Fundamental Premise and Methodology

The key insight of the approach is to move beyond conventional contrastive learning, which typically emphasizes instance-level discrimination and invariant mapping. While effective on curated datasets, these methods falter when natural between-instance similarities occur, such as duplicate frames in sequential images or multiple views of the same object. The notion of discriminating every instance distinctly leads to unstable training due to non-reflective assumptions on data distribution.

CLD seeks to incorporate between-instance similarities by imposing discrimination not just between individual instances but across varying abstraction levels — specifically, between individual instances and localized instance groups. This is achieved by:

  • Introducing a batch-wise, cross-view contrastive comparison to enhance the positive-negative sample ratio beneficially for invariant mapping.
  • Imposing grouping and discrimination objectives on features derived from a shared representation, improving the model's resistance to natural data variations.

The method utilizes normalized projection heads and proposes a novel strategy for unsupervised hyper-parameter tuning, which further fine-tunes the learning process by stabilizing feature extraction across views.

Numerical and Empirical Findings

The effectiveness of the proposed CLD method is demonstrated extensively across a range of datasets, including highly correlated, long-tailed, and standard balanced datasets.

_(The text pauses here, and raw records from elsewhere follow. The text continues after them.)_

PR #165, opened 2020-04-21
Add the SFTPDownloader class for secure FTP downloads

### LINKED ISSUE #155: SFTP Downloader

A while ago, we added an FTP Downloader to pooch. I've been wondering whether it would reasonable to add an `SFTP Downloader` as well. For SSH Authentication, I am thinking that we could use [paramiko](https://github.com/paramiko/paramiko). 

**Are you willing to help implement and maintain this feature?** Yes/No

Yes

In case there's no demand/interest for this feature, I am happy to wait until there is a need.

luke-gregor:
Used the FTPDownloader as the template. I also copied the tests for FTP. I found some toy SFTP server with an image for testing and passes. I also tested it on real data I that use. 

Fixes #155 

**Reminders**:


dopplershift:
Is this going to make pysftp a requirement to install pooch?

luke-gregor:
@dopplershift, yep. I guess one could make it an optional with a `try: import` catch.

pooch/downloaders.py
```diff
@@ -308,3 +309,118 @@ def callback(data):
...
+                        ncols=79,
+                        ascii=use_ascii,
+                        unit="B",
+                        unit_scale=True,
+                        leave=True,
+                    )
+
+                    with progress:
+                        sftp.get(
+                            parsed_url["path"], output_file, callback=progress.view_bar
```
leouieda, line 418: Could this not be a callback function instead of a class like in the FTP version?

leouieda:
@luke-gregor it would be best to make it an optional dependency. This wouldn't be so widely used so it makes more sense to avoid imposing a new dependency on everyone. You can follow what we did for tqdm (`try: .. except:` and include it in the CI builds with optional dependencies). Let me know if you need any guidance on that.

leouieda:
@luke-gregor any reason for using `pysftp` instead of `paramiko`? I'm not familiar with either so just curious about the choice.

luke-gregor:
> @luke-gregor any reason for using `pysftp` instead of `paramiko`? I'm not familiar with either so just curious about the choice.

I already had the code for `pysftp` which I originally chose based on this post: https://stackoverflow.com/questions/48434941/pysftp-vs-paramiko

doc/install.rst
```diff
@@ -33,6 +33,7 @@ Optional:
 
 * `tqdm <https://github.com/tqdm/tqdm>`__: Required to print a download progress bar
   (see :class:`pooch.HTTPDownloader`).
+* `paramiko <https://github.com/paramiko/paramiko>`__: Required for SFTP downloads
```
leouieda, line 36:
```suggestion
* `paramiko <https://github.com/paramiko/paramiko>`__: Required for SFTP downloads
  (see :class:`pooch.SFTPDownloader`).
```

doc/requirements.txt
```diff
@@ -0,0 +1 @@
+paramiko
```
leouieda, line 1: This shouldn't be required (see comments on the class below).

pooch/__init__.py
```diff
@@ -6,6 +6,11 @@
 from .downloaders import HTTPDownloader, FTPDownloader
 from .processors import Unzip, Untar, Decompress
 
+try:
+    from .downloaders import SFTPDownloader
+except ImportError:
+    pass
```
leouieda, line 12: @luke-gregor it's probably best to always have the class defined in the API but have it raise an exception if `paramiko` is missing. This avoids the need for separate documentation `requirements.txt`.

pooch/downloaders.py
```diff
@@ -49,6 +53,10 @@ def choose_downloader(url):
         "https": HTTPDownloader,
         "http": HTTPDownloader,
     }
+
+    if paramiko is not None:
+        known_downloaders.update({"sftp": SFTPDownloader})
```
leouieda, line 58: Having this will make the error message  strange because we list `SFTPDownloader` as a part of the API and it's not obvious why a user would be "Unrecognized URL protocol sftp..." if that's the case. So it can be included permanently in `known_downloaders` and we can let the class itself raise the exception.

pooch/downloaders.py
```diff
@@ -308,3 +316,113 @@ def callback(data):
             ftp.quit()
             if ispath:
                 output_file.close()
+
+
+if paramiko is not None:
```
leouieda, line 321: This check would be better in `SFTPDownloader.__ini__` so that the class always exists (which simplifies a lot of the other code in this PR).

pooch/tests/test_downloaders.py
```diff
@@ -39,6 +48,18 @@ def test_ftp_downloader():
         assert os.path.exists(outfile)
 
 
+@pytest.mark.skipif(SFTPDownloader is None, reason="requires paramiko")
```
leouieda, line 51: If implementing the changes mentioned above, this can me `skipif(paramiko is None, ...` instead.

requirements-dev.txt
```diff
@@ -4,3 +4,4 @@ pytest-cov
 coverage
 sphinx==2.2.1
 sphinx_rtd_theme==0.4.3
+paramiko
```
leouieda, line 7: This isn't required if the class always exists but may raise an exception if paramiko is missing (docs build and tests run without it)

.azure-pipelines.yml
```diff
@@ -191,7 +191,7 @@ jobs:
       Python37-optional:
         python.version: '3.7'
         PYTHON: '3.7'
-        CONDA_INSTALL_EXTRA: "codecov tqdm"
+        CONDA_INSTALL_EXTRA: "codecov  paramiko"
```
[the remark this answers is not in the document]
luke-gregor: ah, mistake. put tqdm back

pooch/__init__.py
luke-gregor: Ah, yes! Way more elegant :)

pooch/downloaders.py
luke-gregor: I inserted the following under SFTPDownloader.__init__
```suggestion
        if paramiko is None:
            raise ImportError(
                'SFTP is only supported if paramiko is installed'
            )
```

leouieda:
:wave: Hi @luke-gregor  just wanted to checkin on the status of this PR. Do you need anything from me at this point? I have a little bit more time now and could help with the development if you want. No rush, though :slightly_smiling_face:

luke-gregor:
Hey @leouieda, As far as I can see all tests are passing except `codecov`. I'll re-request a review.

pooch/downloaders.py
```diff
@@ -308,3 +314,113 @@ def callback(data):
...
+                    unit_scale=True,
+                    leave=True,
+                )
+                with progress:
+
+                    def callback(current, total):
+                        "Update the progress bar and write to output"
+                        progress.total = int(total)
+                        progress.update(int(current - progress.n))
+
```
andersy005, line 419: As a side note: these lines of code appear to be common across the `HTTPDownloader`, `FTPDownloader`. It would be nice to do some refactoring at some point in the future so as to avoid repeating ourselves.

leouieda: Agreed. This is a good target for refactoring.

leouieda:
> I am not sure how to if we can address this on our end.

Ideally, it would be great to have an FTP server that is more stable or maybe under our control but I don't think that's possible. But maybe we could use an official FTP server somewhere? Maybe one of the NOAA or UNAVCO data servers? They usually have small README files or similar that we could use as a test download. There isn't that much activity on this repo that our CIs would cause a significant impact on their servers.

leouieda:
I restarted the Azure jobs and they seem to be passing now.

pooch/downloaders.py
```diff
@@ -308,3 +314,113 @@ def callback(data):
...
+            raise ImportError("SFTP is only supported if paramiko is installed")
+
+        self.port = port
+        self.username = username
+        self.password = password
+        self.account = account
+        self.timeout = timeout
+        self.progressbar = progressbar
+        if self.progressbar and tqdm is None:
+            raise ValueError("Missing package 'tqdm' required for progress bars.")
```
leouieda, line 369: @luke-gregor the coverage report is saying that this line is never called in the tests.

pooch/downloaders.py
```diff
@@ -308,3 +314,113 @@ def callback(data):
...
+        parsed_url = parse_url(url)
+        isfile = hasattr(output_file, "write")
+
+        connection = paramiko.Transport(sock=(parsed_url["netloc"], self.port))
+
+        if isfile:
+            # paramiko requires a file name as a string, not a file object
+            # file is first closed to avoid any errors and then get name
+            output_file.close()
+            output_file = output_file.name
```
leouieda, line 395: @luke-gregor these also don't seem to be covered. Did this error happen in practice? I'm sure if Pooch ever passes an open file to a downloader.

A possible failure for this would be calling `close()` on a file inside a `with` block. Would that cause trouble when exiting the `with`? Some tests for this might be good.

If this situation never happens in normal use of Pooch, it might be best to let paramiko raise the exception and let the user deal with passing a file name instead of open file.

pooch/downloaders.py
luke-gregor: Added a new test for this - could not be "parametrized" with the existing test function as SFTPDownloader cannot be called if `paramiko` is not installed

pooch/downloaders.py
luke-gregor: Yep, sounds like a neater solution. I've removed this and added a test.

luke-gregor:
Seems that all FTP tests are failing on all the Azure tests. 

I think I need a bit of help getting codecov to run the SFTP test. It seems to be initialising the class fine, but not calling.

leouieda:
Hi @luke-gregor this was recently fixed in #192, which generates some conflicts with this branch. I'm going to update your branch and resolve conflicts. Please do a `git pull` after that. Hopefully the FTP tests should be fixed.

.gitignore
```diff
@@ -14,3 +14,4 @@ doc/api/generated
 *.egg-info
 MANIFEST
 .coverage.*
+.vscode/settings.json
```
leouieda, line 17:
```suggestion
```

@luke-gregor you might want to set this in your global `~/.gitignore_global` instead.

doc/usage.rst
```diff
@@ -482,6 +484,12 @@ explicitly to :meth:`pooch.Pooch.fetch`:
         return data
 
 
+To download files hosted on SFTP servers, the package `paramiko` needs to be
```
leouieda, line 487:
```suggestion
To download files hosted on SFTP servers, the package `paramiko <https://github.com/paramiko/paramiko>`__ needs to be 
```

pooch/downloaders.py
```diff
@@ -311,3 +317,108 @@ def callback(data):
...
             if ispath:
                 output_file.close()
+
+
+class SFTPDownloader:  # pylint: disable=too-few-public-methods
+    """
+    Download manager for fetching files over SFTP.
+
+    When called, downloads the given file URL into the specified local file
+    Uses the :mod:`paramiko` module to manage downloads.
```
leouieda, line 327:
```suggestion
    Requires :mod:`paramiko` to be installed.
```

pooch/downloaders.py
```diff
@@ -311,3 +317,108 @@ def callback(data):
             ftp.quit()
             if ispath:
                 output_file.close()
+
+
+class SFTPDownloader:  # pylint: disable=too-few-public-methods
+    """
+    Download manager for fetching files over SFTP.
+
+    When called, downloads the given file URL into the specified local file
```
leouieda, line 326:
```suggestion
    When called, downloads the given file URL into the specified local file.
```

pooch/downloaders.py
```diff
@@ -311,3 +317,108 @@ def callback(data):
...
+        self,
+        port=22,
+        username="anonymous",
+        password="",
+        account="",
+        timeout=None,
+        progressbar=False,
+    ):
+        if paramiko is None:
+            raise ImportError("SFTP is only supported if paramiko is installed")
```
leouieda, line 363:
```suggestion
            raise ValueError("Missing package 'paramiko' required for SFTP downloads.")
```

pooch/tests/test_downloaders.py
```diff
@@ -35,6 +47,38 @@ def test_ftp_downloader(ftpserver):
...
+@pytest.mark.skipif(ON_TRAVIS, reason="SFTP is not allowed on Travis CI")
+def test_sftp_downloader_fail_if_fobj():
+    "Downloader should fail when a file object rather than string is passed"
+    with TemporaryDirectory() as local_store:
+        downloader = SFTPDownloader(username="demo", password="password")
+        url = "sftp://test.rebex.net/pub/example/pocketftp.png"
+        outfile = os.path.join(local_store, "pocketftp.png")
+        outfile_obj = open(outfile, "wb")
+        with pytest.raises(TypeError):
+            downloader(url, outfile_obj, None)
```
leouieda, line 72:
```suggestion
        with open(outfile, "wb") as outfile_obj:
            with pytest.raises(TypeError):
                downloader(url, outfile_obj, None)
```

The Windows failures are coming from here. The temporary directory is trying to clean up while the file object is still open. Using a `with` statement should fix this.

requirements-dev.txt
```diff
@@ -5,3 +5,4 @@ pytest-localftpserver
...
```
leouieda, line 8:
```suggestion
```

Not necessary since we're trying to test without paramiko initially and only install it on particular jobs.

leouieda:
@luke-gregor the FTP tests are working now but there were some SFTP failures on Windows. See the comments above for a potential fix. Apart from the suggestions I have above, this looks pretty much ready to me (provided the CIs pass).

leouieda:
@luke-gregor I found the reason for the test coverage to have dropped. The problem was that we don't have a test run that has paramiko but not tqdm installed. So the test that checks if the tqdm error is raised was always skipped. To fix that, I combined both errors into one. This simplified the tests a bit as well. 

Thank you for contributing this to Pooch! Sorry the process took so long but I hope the review was enjoyable at least 🙂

The paper documents state-of-the-art performance achievements in unsupervised learning benchmarks such as NPID, MoCo, InfoMin, and BYOL, illustrating tangible improvements regarding:

  • Top-1 and Top-5 classification accuracy across various datasets.
  • Class separation and retrieval accuracy exemplified using metrics such as Normalized Mutual Information (NMI) and retrieval accuracy.

The method notably outperforms existing models like MoCo v2 and SimCLR, showcasing a significant boost in model performance even without resorting to computationally expensive resources typical of SOTA methods.

Implications and Future Directions

The CLD approach significantly bridges the gap between contrastive learning and practical unsupervised learning applications by enabling feature extraction models to be more responsive to the inherent distribution of real-world data. This enhancement has broad implications for deployment in domains such as video processing, where data correlations are more pronounced.

Future developments could explore extending these principles to more complex data structures beyond images, such as temporal sequences and multi-modal data. Further improvement in model performance might benefit from more dynamic group formation strategies and adaptive optimization procedures.

In sum, the introduction of cross-level discrimination marks a substantial advance for unsupervised feature learning, not only in increasing robustness but also by providing a stepping stone towards more adaptive, natural data-aligned learning frameworks.